Ab dem 1. Januar 2018 – also bereits in acht Monaten – müssten die Frauen drei Monate länger arbeiten als bisher. Das Rentenalter für die Frauen würde dann in Dreimonats-Schritten bis auf 65 ansteigen. Ebenfalls ab dem 1. Januar 2018 würde mehr Geld aus der Mehrwertsteuer in die AHV fliessen.
Die «berühmten» 70 Franken von der AHV, die gäbe es erst ab 2019 zum ersten Mal, und zwar nur für die Frauen und Männer, die dann neu in Rente gehen. Bei den Pensionskassen wird es Einbussen bei den Monatsrenten geben. Jedoch erst für Leute, die in 20 Jahren in Rente gehen.
Die Abstimmung kommt so oder so, werden die Frontlinien im Abstimmungskampf nun gleich verlaufen wie jetzt im Parlament?
Das rechte Lager gegen Mitte-Links, das dürfte auch im Abstimmungskampf so laufen. Die Rechte, also FDP und SVP, wird argumentieren, 70 Franken mehr AHV, das komme zu teuer und die Jungen müssten dann die Zeche bezahlen. Zudem entstehe eine Zweiklassen-AHV, weil nur neue Rentner von der Erhöhung profitieren.

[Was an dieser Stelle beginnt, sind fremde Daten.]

PR #9596, opened 2022-04-27
ws-manager-mk2 - or what if we built it today?

csweichel:
## Description
This PR is the initial work for getting ws-manager-mk2 off the ground. It can start workspaces and do initialize the content. Communication between ws-manager, ws-daemon and ws-proxy is done through a workspace CRD. This is not a production grade implementation yet. For milestones see the [milestone plan](https://www.notion.so/gitpod/Milestones-ws-manager-mk2-fb471d7e01e4494b9bca9ad1cd50b3b2). Features not yet working will be added in subsequent PRs.

<a href="https://www.loom.com/share/4cfb4cc8dceb4153b1048d01544f4898">
    <p>PoC: ws-manager-mk2 - Watch Video</p>
    
  </a>

When we built ws-manager more then three years ago, kubebuilder wasn't a thing and writing Kubernetes controllers was hard(er). Also, we didn't know too much about Kubernetes at the time.

This PR shows how ws-manager would look like if it were written as a Kubernetes controller, CRDs and all. The main takeway: **it terrifyingly simplifies things**. The code is orders of magnitudes easier to read and maintain compared to what we have today.

If we just look at the lines of code (a weak, but easily quantifiable proxy for complexity):
```bash
# ws-manager-mk2: 7906 SLOC
$ find ws-manager/pkg/manager -name '*.go' | xargs cat | wc -l
7906

# ws-manager-mk2: 2625 SLOC
$ find ws-manager-mk2/controllers/ -name '*.go' | xargs cat | wc -l
1773
$ find ws-manager-mk2/service/ -name '*.go' | xargs cat | wc -l
852
```

The version in this branch is nearly happy-path feature complete:
- it is able to start and stop workspaces
- supports headless workspaces, e.g. image builds and maybe prebuilds
- it talks to ws-daemon to do content init and disposal
- it can handle ports,
- it acts as imagespec provider for registry-facade,
- it's a drop-in replacement for ws-manager; uses the exact same config an provides the very same API.

I've also extended ws-proxy to use the workspace CRs as workspace info source.

There's a bunch of things missing in this branch:
- tests of any kind really
- better non-happy path handling
- did I mention tests?
- it's not integrated into the installer yet

### Ok, but why?
Other than the considerable reduction in complexity this approach gets us in ws-manager,
- it simplifies the workspace side as a whole, because we can build the in-cluster interactions using CRs rather than gRPC. Much like ws-proxy functions today, ws-daemon and image-builder could interact on the custom resource rather than speak gRPC. This greatly simplifies state management.
- it lets us implement functionality that's independent of the pod's lifecycle, e.g. image builds become much easier to do.
- it lets us implement workspaces which are not pods. Today, all workspaces must be a pod. If we ever want to move to other means of executing workspaces, we'd have a ton of work ahead (think workspaces as harvester VMs? :D - not an actual suggestion).

### Do you not have better things to do?
This was primarily an evening/weekend project - less than 20h have gone into this.

## How to review
- Check for adverse side effects. This PR should not affect the function of Gitpod in any way. It's merely the foundation for things to come.
- Workspaces don't actually start yet using mk2. This is expected. We need to get this changeset off a feature branch though.

## Release Notes

```release-note
NONE
```

Relates with https://github.com/gitpod-io/gitpod/issues/11416

/werft with-vm=true
/werft with-preview=true
/werft with-wsman-mk2=true


components/ws-manager-api/go/crd/v1/workspace_types.go
```diff
@@ -0,0 +1,226 @@
...
+	// the total number of untracked files
+	TotalUntrackedFiles int64 `json:"total_untracked_files,omitempty"`
+	// unpushed_commits is the number of unpushed changes in the workspace, possibly truncated
+	UnpushedCommits []string `json:"unpushed_commits,omitempty"`
+	// the total number of unpushed changes
+	TotalUnpushedCommits int64 `json:"total_unpushed_commits,omitempty"`
+}
+
+type WorkspaceRuntimeStatus struct {
+	NodeName string `json:"nodeName,omitempty"`
```
aledbf, line 197: Here we should use references to the Pod object, like using the [same approach as k8s Gateway](https://github.com/kubernetes-sigs/gateway-api/blob/main/apis/v1beta1/object_reference_types.go#L94-L133)

components/ws-manager-api/go/crd/v1/workspace_types.go
```diff
@@ -0,0 +1,226 @@
...
+	// +kubebuilder:validation:Required
+	Visibility AdmissionLevel `json:"visibility"`
+}
+
+// WorkspaceStatus defines the observed state of Workspace
+type WorkspaceStatus struct {
+	// INSERT ADDITIONAL STATUS FIELD - define observed state of cluster
+	// Important: Run "make" to regenerate code after modifying this file
+
+	PodStarts  int    `json:"podStarts"`
```
aledbf, line 110: what does this mean?

components/ws-manager-api/go/crd/v1/workspace_types.go
csweichel: This version of the rewrite still attempts to integrate the "legacy content init" using ws-daemon. We could simplify the thing if we just went for PVC straight away.

components/ws-manager-api/go/crd/v1/workspace_types.go
csweichel: the number of pod restarts

components/ws-manager-api/go/crd/v1/workspace_types.go
```diff
@@ -0,0 +1,226 @@
...
+	Headless   bool   `json:"headless"`
+	URL        string `json:"url,omitempty"`
+	OwnerToken string `json:"ownerToken,omitempty"`
+
+	// +kubebuilder:validation:Optional
+	Phase WorkspacePhase `json:"phase,omitempty"`
```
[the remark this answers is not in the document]
csweichel: IMHO the phase is a rough description of where the workspace is at, and conditions detail that. Akin to how there's a phase and conditions on a pod.

components/ws-manager-api/go/crd/v1/workspace_types.go
csweichel: For e.g. implementing prebuilds on spot instances. Whenever we need to control workspace restarts on the workspace side.

components/ws-manager-api/go/crd/v1/workspace_types.go
```diff
@@ -0,0 +1,226 @@
...
+	WorkspacePhasePending      WorkspacePhase = "pending"
+	WorkspacePhaseImageBuild   WorkspacePhase = "imagebuild"
+	WorkspacePhaseCreating     WorkspacePhase = "creating"
+	WorkspacePhaseInitializing WorkspacePhase = "initializing"
+	WorkspacePhaseRunning      WorkspacePhase = "running"
+	WorkspacePhaseStopping     WorkspacePhase = "stopping"
+	WorkspacePhaseStopped      WorkspacePhase = "stopped"
+)
+
+type WorkspaceConditions struct {
```
aledbf, line 138: I think we need to talk about this. We should follow the same behavior than k8s proposes, an array, like we can see here https://github.com/kubernetes-sigs/gateway-api/blob/main/apis/v1beta1/gateway_types.go#L497 (or any k8s objecT)

components/ws-manager-api/go/crd/v1/workspace_types.go
aledbf: >  if we just went for PVC straight away.

I think this is not optional ;)

components/ws-manager-api/go/crd/v1/workspace_types.go
csweichel: That makes sense - getting closer to common practice is the right way.
What's the convention for making consumers of the API aware of the expected conditions?

aledbf: We need to define that and use `metav1.Condition` `Type` (to define) and use the `Status` to signal in which part of the lifecycle we are and the status, like, WaitingForSupervisor=true or Ring0=false (to signal something wrong with the pod)

I think this is what we need to focus as the first step.

components/ws-daemon/pkg/container/containerd.go
```diff
@@ -198,12 +198,25 @@ func (s *Containerd) handleNewContainer(c containers.Container) {
...
+			}
+		} else {
+			// this is a ws-manager-mk2 workspace
+			info = &containerInfo{
+				InstanceID:  c.Labels["gitpod.io/instanceID"],
+				OwnerID:     c.Labels[wsk8s.OwnerLabel],
+				WorkspaceID: c.Labels[wsk8s.WorkspaceIDLabel],
+				PodName:     podName,
+			}
 		}
```
jenting, line 218:
```go
                var instanceID string
                if _, ok := c.Labels["gpwsman"]; ok {
                    // this is a ws-manager-mk1 workspace
                    instanceID = c.Labels[wsk8s.WorkspaceIDLabel]
                } else {
                    // this is a ws-manager-mk2 workspace
                    instanceID = c.Labels["gitpod.io/instanceID"]
                }

                info := &containerInfo{
                    InstanceID:  instanceID,
                    OwnerID:     c.Labels[wsk8s.OwnerLabel],
		    WorkspaceID: c.Labels[wsk8s.MetaIDLabel],
		    PodName:     podName,
                }
```

components/ws-manager-api/go/crd/v1/workspace_types.go
```diff
@@ -0,0 +1,256 @@
...
+	Snapshot string `json:"snapshot,omitempty"`
+
+	// +kubebuilder:validation:Optional
+	GitStatus *GitStatus `json:"git,omitempty"`
+
+	// +kubebuilder:validation:Optional
+	Runtime *WorkspaceRuntimeStatus `json:"runtime,omitempty"`
+}
+
+// +kubebuilder:validation:Enum=Deployed;Failed;Timeout;UserActivity;HeadlessTaskFailed;StoppedByRequest;EverReady;BackupComplete;BackupFailure
```
jenting, line 133:
```suggestion
// +kubebuilder:validation:Enum=Deployed;Failed;Timeout;UserActivity;HeadlessTaskFailed;StoppedByRequest;EverReady;BackupComplete;BackupFailure;PVCExists
```

components/ws-manager-api/go/crd/v1/workspace_webhook.go
```diff
@@ -0,0 +1,65 @@
...
+func (r *Workspace) Default() {
+	workspacelog.Info("default", "name", r.Name)
+
+	// TODO(user): fill in your defaulting logic.
+}
+
+// TODO(user): change verbs to "verbs=create;update;delete" if you want to enable deletion validation.
+//+kubebuilder:webhook:path=/validate-workspace-gitpod-io-v1-workspace,mutating=false,failurePolicy=fail,sideEffects=None,groups=workspace.gitpod.io,resources=workspaces,verbs=create;update,versions=v1,name=vworkspace.kb.io,admissionReviewVersions=v1
+
+var _ webhook.Validator = &Workspace{}
```
jenting, line 39: We implement the validation webhook.
Is there any scenario in which we probably need to mutation the webhook?

components/ws-manager-api/go/crd/v1/workspace_types.go
```diff
@@ -0,0 +1,256 @@
...
+	WorkspaceConditionEverReady WorkspaceCondition = "EverReady"
+
+	// BackupComplete is true once the backup has happened
+	WorkspaceConditionBackupComplete WorkspaceCondition = "BackupComplete"
+
+	// BackupFailure contains information about the backup failure
+	WorkspaceConditionBackupFailure WorkspaceCondition = "BackupFailure"
+
+	// WorkspaceConditionPVCExists is true once the PVC of a workspace exists
+	WorkspaceConditionPVCExists WorkspaceCondition = "PVCExists"
```
jenting, line 166: What's the reason we need this condition?

components/ws-manager-api/go/crd/v1/workspace_webhook.go
```diff
@@ -0,0 +1,65 @@
...
+
+import (
+	"k8s.io/apimachinery/pkg/runtime"
+	ctrl "sigs.k8s.io/controller-runtime"
+	logf "sigs.k8s.io/controller-runtime/pkg/log"
+	"sigs.k8s.io/controller-runtime/pkg/webhook"
+)
+
+// log is for logging in this package.
+var workspacelog = logf.Log.WithName("workspace-resource")
```
jenting, line 15:
```suggestion
var workspacelog = logf.Log.WithName("workspace-webhook")
```

components/ws-manager-mk2/controllers/workspace_controller.go
```diff
@@ -0,0 +1,876 @@
...
+
+	var workspacePods corev1.PodList
+	err = r.List(ctx, &workspacePods, client.InNamespace(req.Namespace), client.MatchingFields{wsOwnerKey: req.Name})
+	if err != nil {
+		log.Error(err, "unable to list workspace pods")
+		return nil, err
+	}
+	switch len(workspacePods.Items) {
+	case 0:
+		// no PVC, that's ok
```
jenting, line 867: // no Pod, that's ok

components/ws-manager-mk2/controllers/workspace_controller.go
```diff
@@ -0,0 +1,876 @@
...
+		return []string{owner.Name}
+	}
+	err := mgr.GetFieldIndexer().IndexField(context.Background(), &corev1.Pod{}, wsOwnerKey, idx)
+	if err != nil {
+		return err
+	}
+	err = mgr.GetFieldIndexer().IndexField(context.Background(), &corev1.PersistentVolumeClaim{}, wsOwnerKey, idx)
+	if err != nil {
+		return err
+	}
```
jenting, line 733: I think we could remove this part, don't we?

csweichel: What is broken/unnecessary with this code?

easyCZ:
Moving to draft as it shows up in Review Requests but isn't actionable at this point in time. Feel free to bring back into review if you're actively seeking a review on this.

install/installer/pkg/config/v1/experimental/experimental.go
```diff
@@ -128,6 +128,7 @@ type WorkspaceConfig struct {
 	} `json:"contentService"`
 
 	EnableProtectedSecrets *bool `json:"enableProtectedSecrets"`
+	UseWsmanagerMk2        bool  `json:"useWsmanagerMk2,omitempty"`
```
mrsimonemms, line 131: I would strongly advocate not putting into the `experimental` section as I'm currently in the process of deprecating as much as possible from here.

The only exception would be if this is a truly experimental feature that is only going to be enabled in a limited fashion **AND** a feature that we're unlikely to promote to LTS - for example, if the intention is to use ws-manager2 once we've gotten through testing. If the plan is to support both ws-manager 1 and 2 concurrently, this should be in the main config.

mrsimonemms (changes requested):

install/installer/pkg/config/v1/experimental/experimental.go
Furisto: @mrsimonemms This property will be removed once we have rolled out mk2 to production. Mk1 will be deleted from the repository and mk2 will be the only relevant workspace manager going forward. See [milestone plan](https://www.notion.so/gitpod/Milestones-ws-manager-mk2-fb471d7e01e4494b9bca9ad1cd50b3b2).

mrsimonemms: Perfecto!

meysholdt:
I do have a question (unrelated to my approval), though :) How are the Kubernetes resources in [components/ws-manager-mk2/config](https://github.com/gitpod-io/gitpod/tree/7faac785a4471bd60fa54b8fd7dd386550a2594a/components/ws-manager-mk2/config) being used? I'd like to understand better how they relate to the [installer](https://github.com/gitpod-io/gitpod/tree/main/install/installer) and if they are being used in dev-loops.

csweichel:
> I do have a question (unrelated to my approval), though :) How are the Kubernetes resources in [components/ws-manager-mk2/config](https://github.com/gitpod-io/gitpod/tree/7faac785a4471bd60fa54b8fd7dd386550a2594a/components/ws-manager-mk2/config) being used? I'd like to understand better how they relate to the [installer](https://github.com/gitpod-io/gitpod/tree/main/install/installer) and if they are being used in dev-loops.

Those are kubebuilder generated resources which eventually result in YAML that gets injected into the installer, primarily the CRD part of it. I opted not to delete the unused bits to remain close to a "standard kubebuilder project".

mrsimonemms (approved):

akosyakov (approved):
I did not review the entire code, check out changes to ws-proxy and tested that different connectivity methods still work, i.e. VS Code Browser, IntelliJ IDEA and SSH.

components/ws-daemon/pkg/controller/controller.go
```diff
@@ -0,0 +1,233 @@
...
+	}
+
+	log.WithValues("workspaceID", workspace.Name, "runtime", workspace.Status.Runtime).Info("seen workspace we have to manage")
+
+	if workspace.Status.Phase == workspacev1.WorkspacePhaseCreating ||
+		workspace.Status.Phase == workspacev1.WorkspacePhaseInitializing ||
+		workspace.Status.Phase == workspacev1.WorkspacePhaseRunning {
+
+		if c := wsk8s.GetCondition(workspace.Status.Conditions, string(workspacev1.WorkspaceConditionContentReady)); c == nil {
+			failure, err := wsc.initWorkspaceContent(ctx, &workspace)
```
jenting, line 105: Could the `initWorkspaceContent` function reentrant?

I ask because is there a case that the workspace is running, but the `workspace.Status.Conditions != WorkspaceConditionContentReady` because the ws-manager overwrites the `workspace.Status.Conditions`? So, the workspace content will be reinitialized?

aledbf (approved):

easyCZ (approved):
Approving largely based on us having a feature flag and a gradual way to roll this out. The changeset is way too big to actually provide a meaningful architectural,or code, review.

More details are in https://gitpod.slack.com/archives/C02EN94AEPL/p1673947226543299

components/ws-manager-api/go/BUILD.yaml
```diff
@@ -10,4 +10,4 @@ packages:
       - "go.sum"
     config:
       packaging: library
-      dontTest: false
+      dontTest: true
```
kylos101, line 13: Non-blocking, question

@Furisto why disable? Just curious.

Furisto: Ah was not aware of that but it makes sense. Currently the test we have (for the webhook) fails. Webhooks will be removed with the next PR.

aledbf: > Webhooks will be removed with the next PR which means the test will be removed as well.

Do we have a written reason why is this being done? What's the replacement?

Furisto: This was a suggestion from @csweichel. Currently there is just nothing that we would want to validate.

aledbf: Let's talk about that in the next sync. One of the goals of the webhook is to avoid persistence with invalid values and wasting sync loops in the controller.

kylos101: @Furisto was the thought to use CEL, instead of webhooks to do validation? [This article](https://blog.rewanthtammana.com/kubernetes-crd-validation-with-cel-and-kubebuilder-marker-comments) suggests we cannot use CEL until Kubernetes 1.25 (we're currently on 1.23, and cannot move to 1.24 yet).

Neben diesem Widerstand von rechts wird es aber auch einen Widerstand vom ganz linken Rand geben: Gewerkschafterinnen, insbesondere aus der Romandie und dem Tessin, werden ebenfalls für ein Nein eintreten. Sie wollen das höhere Rentenalter für Frauen nicht akzeptieren. Es wird also eine Art Zangenangriff von links und von rechts auf diese Reform geben.
Das Gespräch führte Simon Leu.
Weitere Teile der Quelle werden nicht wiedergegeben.